In considering the mid-term options for power development, the Government has re-affirmed its desire to avoid planning on the basis of commitment to new gas fired power stations. The use of additional gas turbines beyond those already installed at Jeeralang should also be unnecessary if present efforts to more flexibly program construction have the desired result. Should an unexpected surge in demand or delay in construction emerge, then the Government would re-examine this issue.

Major expansion of the usage of natural gas would have significant impacts on the lifetime of gas supply developed from reserves in Bass Strait. While it is not possible to quantify impacts, one general effect will be to provide encouragement for gas explorers to discover and prove up further deposits of natural gas. The Victorian region. generally acknowledged to have a good prospectivity for gas, but most exploration at present is concentrated on oil because the existing gas market is well supplied by known gas fields.

A position reinstated by the Natural Resources and Environment Committee in their April 1988 report “Electricity Supply and Demand Beyond the Mid-1990’s“, who examined the use of natural gas for power generation in great detail.

The supply options originally proposed by SECV for consideration by this Inquiry for the period beyond the mid-1990’s did not include gas fired developments. Present Victorian Government policy prohibits the use of natural gas for electricity generation in new power stations. The Committee wrote to SECV requesting that information on gas fired options be included in SECV evidence.

Additional gas fired generating plants could be of the open cycle combustion turbine type (like Jeeralang), or combined cycle plants where the high temperature exhaust gases from one or more combustion turbines are fed into a heat recovery boiler driving an additional steam turbo-generator. SECV evidence indicated that gas fired steam cycle plant (like Newport D) has neither cost nor efficiency advantages over the newer technology combined cycle plant, so this plant configuration was not pursued further.
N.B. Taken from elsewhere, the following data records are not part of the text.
PR #26809, opened 2026-04-02
parser: fix static generic calls with reference types

wenxuanjun:
Treat `Type.method[&T]()` as a generic static call instead of misparsing it as selector/index syntax.

This fixes cases where reference concrete types are used in static generic calls.


JalonSolov:
Conflicts to resolve.

PR #26817, opened 2026-04-04
sqlite: use bundled amalgamation on Linux/macOS when pkg-config is unavailable

### LINKED ISSUE #26830: sqlite: cannot compile on Linux/macOS without system libsqlite3 when pkg-config is unavailable
## Description

When `pkg-config sqlite3` fails (e.g. `libsqlite3-dev` is not installed), the SQLite module falls back to `#flag -lsqlite3`, which also requires a system development package. This means users who have run `vlib/db/sqlite/install_thirdparty_sqlite.vsh` to download the bundled amalgamation still cannot compile `db.sqlite` without a system package.

## Relationship to #26724

PR #26724 (merged) made a partial fix to this area:
- Moved `-I@VEXEROOT/thirdparty/sqlite` outside the `$if windows` block so all platforms can find `sqlite3.h` from the thirdparty directory
- Added a `$pkgconfig('sqlite3')` check as the preferred path
- But **deliberately kept** `-lsqlite3` as the non-Windows fallback

This means after #26724, the header is found correctly — but **linking still fails** on systems where only `libsqlite3.so.0` is present (no dev package, no `.so` symlink for the linker).

This issue tracks the remaining linker half of the problem.

## Steps to reproduce

1. On a Linux system without `libsqlite3-dev` installed (only the runtime `.so.0` present, no `.so` symlink)
2. Run `vlib/db/sqlite/install_thirdparty_sqlite.vsh` to download the bundled amalgamation
3. Compile any program using `db.sqlite`

**Result:**
```
cc: tcc: error: library 'sqlite3' not found
```

## Expected behavior

The bundled amalgamation (`thirdparty/sqlite/sqlite3.c`) downloaded by `install_thirdparty_sqlite.vsh` should be compiled directly when pkg-config is unavailable, as it already is on Windows. Both the header and link steps should work without any system package.

## Fix

PR #26817 completes what #26724 started — it replaces `#flag -lsqlite3` with `#flag @VEXEROOT/thirdparty/sqlite/sqlite3.c` in the non-Windows, no-pkg-config fallback branch, mirroring the Windows behaviour.

Verified on WSL2 (Ubuntu, no `libsqlite3-dev`): fails on master, passes with the fix applied.

quaesitor-scientiam:
## Summary

- When `pkg-config sqlite3` fails on Linux/macOS, the module previously fell back to `-lsqlite3`, which requires a system development package to be installed
- This PR replaces that fallback with `#flag @VEXEROOT/thirdparty/sqlite/sqlite3.c`, compiling the bundled amalgamation directly — consistent with what already works on Windows
- Users without a system SQLite package can run `vlib/db/sqlite/install_thirdparty_sqlite.vsh` to obtain the amalgamation

## Test plan

- [ ] Run `vlib/db/sqlite/install_thirdparty_sqlite.vsh` on a Linux system without `libsqlite3-dev` installed
- [ ] Verify `v run vlib/db/sqlite/sqlite_test.v` passes

Fixes #26830

### DIFF
--- a/vlib/db/sqlite/sqlite.c.v
+++ b/vlib/db/sqlite/sqlite.c.v
@@ -11,7 +11,7 @@ $if $pkgconfig('sqlite3') {
 	#flag windows -L@VEXEROOT/thirdparty/sqlite
 	#flag windows @VEXEROOT/thirdparty/sqlite/sqlite3.o
 } $else {
-	#flag -lsqlite3
+	#flag @VEXEROOT/thirdparty/sqlite/sqlite3.c
 }
 #include "sqlite3.h" # The SQLite header file is missing. Please run vlib/db/sqlite/install_thirdparty_sqlite.vsh to download an SQLite amalgamation, or install its development package.
 


quaesitor-scientiam:
All the failures are **unrelated to this change**. The common failure across all Linux CI jobs is:

```
native error: vlib/v/gen/native/gen.v:1218, &native.Gen{}.patch_calls fn addr of `__at_least_one` = 0
```

This is a pre-existing bug in the native backend (`-b native`) affecting `vlib/v/gen/native/tests/native_test.v`. The CI installs `libsqlite3-dev` itself, so it hits the `pkg-config` branch and this change is never even exercised.

The **mssql** and **mysql** failures are also unrelated — the mssql log shows the SQL Server container initializing (a timeout/infrastructure issue).

**The docker-alpine-musl** jobs are likely also the same native backend issue. This change is clean — the failures are pre-existing on master.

The location of gas fired plant is more flexible than that of brown coal fired power stations which are normally sited close to their associated mines because of costs and difficulties associated with long distance transport of brown coal. Suitable gas turbine sites would normally be located in the vicinity of an existing gas pipeline and high voltage transmission line.

The capital cost per unit of output capacity of open cycle gas turbine driven generating plant is substantially lower than that of other forms of thermal power generating plant. SECV’s estimates indicate that the capital cost per unit of power generated for gas turbines would be about half that of a Loy Yang B or Oaklands unit and less than a third of the cost of any other brown coal fired unit.

When used for peak and intermediate load duty, gas turbines are more economic than the higher capital cost coal fired plants. The addition of further gas fired plant to the Victorian system to meet future load growth, could therefore be economically desirable, subject to the future cost and availability of natural gas.

Nevertheless, it could be expected that some reductions in the cost of electricity supply would be available from 100-200 MW of additional gas fired capacity, even at significantly higher gas prices. This possibility deserves further attention from SECV, whose evidence has concentrated on large (500 MW) blocks of gas fired plant.

A spanner in the works

In the 1980s the focus switched to the Loy Yang complex – the biggest project the State Electricity Commission ever attempted, with a total of 4,000 MW in brown coal fired generating capacity spread over four 500 MW stages, at a cost of around $5.5 billion in 1984 prices.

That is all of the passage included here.